◆ What the task requires
Go to the line holding "--- a/test/test_cosmology.py" in the entries below and write out exactly every line down to and including the line holding "### LINKED ISSUE".

▬▬▬

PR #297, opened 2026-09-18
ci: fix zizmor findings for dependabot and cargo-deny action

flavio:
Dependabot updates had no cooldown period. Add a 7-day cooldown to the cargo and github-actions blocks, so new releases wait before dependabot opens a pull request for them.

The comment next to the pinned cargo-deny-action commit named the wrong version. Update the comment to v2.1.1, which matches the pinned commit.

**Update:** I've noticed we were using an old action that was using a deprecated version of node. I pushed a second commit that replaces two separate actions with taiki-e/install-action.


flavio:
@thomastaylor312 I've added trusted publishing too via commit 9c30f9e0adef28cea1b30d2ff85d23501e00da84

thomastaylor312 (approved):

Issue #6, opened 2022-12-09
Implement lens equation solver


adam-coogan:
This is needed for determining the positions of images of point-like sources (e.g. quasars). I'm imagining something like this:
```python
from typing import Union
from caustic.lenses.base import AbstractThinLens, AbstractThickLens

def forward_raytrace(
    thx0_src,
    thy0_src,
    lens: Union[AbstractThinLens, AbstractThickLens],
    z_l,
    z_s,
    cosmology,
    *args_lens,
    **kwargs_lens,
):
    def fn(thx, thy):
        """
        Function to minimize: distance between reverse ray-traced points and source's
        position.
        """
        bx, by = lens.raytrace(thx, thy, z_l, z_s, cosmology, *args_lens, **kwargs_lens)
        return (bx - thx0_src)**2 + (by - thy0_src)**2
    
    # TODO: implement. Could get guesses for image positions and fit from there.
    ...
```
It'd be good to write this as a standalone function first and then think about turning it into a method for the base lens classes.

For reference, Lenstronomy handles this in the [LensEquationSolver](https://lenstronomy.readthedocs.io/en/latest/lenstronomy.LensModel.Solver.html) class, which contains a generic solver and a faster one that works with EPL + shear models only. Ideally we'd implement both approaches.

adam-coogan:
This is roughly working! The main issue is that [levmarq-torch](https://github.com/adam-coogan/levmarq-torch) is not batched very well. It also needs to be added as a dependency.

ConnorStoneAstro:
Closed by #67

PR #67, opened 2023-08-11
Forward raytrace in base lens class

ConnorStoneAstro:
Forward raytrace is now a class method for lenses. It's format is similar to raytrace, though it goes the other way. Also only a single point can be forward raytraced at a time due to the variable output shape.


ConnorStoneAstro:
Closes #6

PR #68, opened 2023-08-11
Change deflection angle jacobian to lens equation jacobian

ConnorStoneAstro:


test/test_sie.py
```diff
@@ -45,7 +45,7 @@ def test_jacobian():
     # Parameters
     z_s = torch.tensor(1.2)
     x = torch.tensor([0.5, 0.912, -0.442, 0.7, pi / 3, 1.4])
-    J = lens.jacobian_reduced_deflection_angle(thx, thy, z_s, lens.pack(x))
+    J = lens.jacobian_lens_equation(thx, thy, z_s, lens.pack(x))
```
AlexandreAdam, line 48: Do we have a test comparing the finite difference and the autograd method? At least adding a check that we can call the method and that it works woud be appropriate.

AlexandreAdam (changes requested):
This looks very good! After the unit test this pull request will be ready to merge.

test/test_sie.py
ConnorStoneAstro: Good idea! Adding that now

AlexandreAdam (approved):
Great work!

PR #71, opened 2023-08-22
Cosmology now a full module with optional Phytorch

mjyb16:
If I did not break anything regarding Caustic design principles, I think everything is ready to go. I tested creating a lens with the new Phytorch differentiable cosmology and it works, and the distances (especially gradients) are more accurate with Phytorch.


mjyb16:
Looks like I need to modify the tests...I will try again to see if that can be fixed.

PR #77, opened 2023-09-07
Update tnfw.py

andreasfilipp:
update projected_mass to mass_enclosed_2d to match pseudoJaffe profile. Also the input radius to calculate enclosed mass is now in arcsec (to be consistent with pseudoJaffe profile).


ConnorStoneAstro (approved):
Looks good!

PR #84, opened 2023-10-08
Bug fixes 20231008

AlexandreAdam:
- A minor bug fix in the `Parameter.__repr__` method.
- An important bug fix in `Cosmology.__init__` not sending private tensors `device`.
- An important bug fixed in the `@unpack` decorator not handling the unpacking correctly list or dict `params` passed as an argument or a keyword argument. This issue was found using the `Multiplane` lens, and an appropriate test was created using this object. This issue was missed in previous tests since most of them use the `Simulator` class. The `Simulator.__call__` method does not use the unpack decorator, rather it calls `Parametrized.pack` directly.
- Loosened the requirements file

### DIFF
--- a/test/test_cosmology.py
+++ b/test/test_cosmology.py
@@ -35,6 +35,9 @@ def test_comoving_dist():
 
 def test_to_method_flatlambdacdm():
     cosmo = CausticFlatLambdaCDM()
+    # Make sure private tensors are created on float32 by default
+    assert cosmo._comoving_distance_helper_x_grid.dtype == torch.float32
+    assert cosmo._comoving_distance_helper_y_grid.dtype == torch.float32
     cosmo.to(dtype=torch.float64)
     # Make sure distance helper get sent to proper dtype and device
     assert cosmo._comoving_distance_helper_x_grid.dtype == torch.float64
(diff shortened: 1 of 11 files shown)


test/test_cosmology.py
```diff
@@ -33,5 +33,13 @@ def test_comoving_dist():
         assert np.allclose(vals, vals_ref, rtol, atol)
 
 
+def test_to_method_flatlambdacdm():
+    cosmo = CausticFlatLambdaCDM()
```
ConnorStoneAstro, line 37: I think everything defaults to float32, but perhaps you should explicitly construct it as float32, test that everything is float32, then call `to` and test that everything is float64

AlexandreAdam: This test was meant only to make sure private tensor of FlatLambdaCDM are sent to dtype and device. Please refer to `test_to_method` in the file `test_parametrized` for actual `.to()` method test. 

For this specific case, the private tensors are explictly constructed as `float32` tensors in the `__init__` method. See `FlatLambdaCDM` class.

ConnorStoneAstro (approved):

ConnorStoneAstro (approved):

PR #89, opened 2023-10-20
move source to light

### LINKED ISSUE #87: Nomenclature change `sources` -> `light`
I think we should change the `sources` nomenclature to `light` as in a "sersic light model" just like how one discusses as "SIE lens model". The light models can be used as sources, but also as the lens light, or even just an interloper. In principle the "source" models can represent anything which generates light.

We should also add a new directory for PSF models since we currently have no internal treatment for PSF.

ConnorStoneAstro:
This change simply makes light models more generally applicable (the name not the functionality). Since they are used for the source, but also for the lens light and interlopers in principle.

▬▬▬

◆ Expected answer
--- a/test/test_cosmology.py
+++ b/test/test_cosmology.py
@@ -35,6 +35,9 @@ def test_comoving_dist():
 
 def test_to_method_flatlambdacdm():
     cosmo = CausticFlatLambdaCDM()
+    # Make sure private tensors are created on float32 by default
+    assert cosmo._comoving_distance_helper_x_grid.dtype == torch.float32
+    assert cosmo._comoving_distance_helper_y_grid.dtype == torch.float32
     cosmo.to(dtype=torch.float64)
     # Make sure distance helper get sent to proper dtype and device
     assert cosmo._comoving_distance_helper_x_grid.dtype == torch.float64
(diff shortened: 1 of 11 files shown)


test/test_cosmology.py
```diff
@@ -33,5 +33,13 @@ def test_comoving_dist():
         assert np.allclose(vals, vals_ref, rtol, atol)
 
 
+def test_to_method_flatlambdacdm():
+    cosmo = CausticFlatLambdaCDM()
```
ConnorStoneAstro, line 37: I think everything defaults to float32, but perhaps you should explicitly construct it as float32, test that everything is float32, then call `to` and test that everything is float64

AlexandreAdam: This test was meant only to make sure private tensor of FlatLambdaCDM are sent to dtype and device. Please refer to `test_to_method` in the file `test_parametrized` for actual `.to()` method test. 

For this specific case, the private tensors are explictly constructed as `float32` tensors in the `__init__` method. See `FlatLambdaCDM` class.

ConnorStoneAstro (approved):

ConnorStoneAstro (approved):

PR #89, opened 2023-10-20
move source to light

### LINKED ISSUE #87: Nomenclature change `sources` -> `light`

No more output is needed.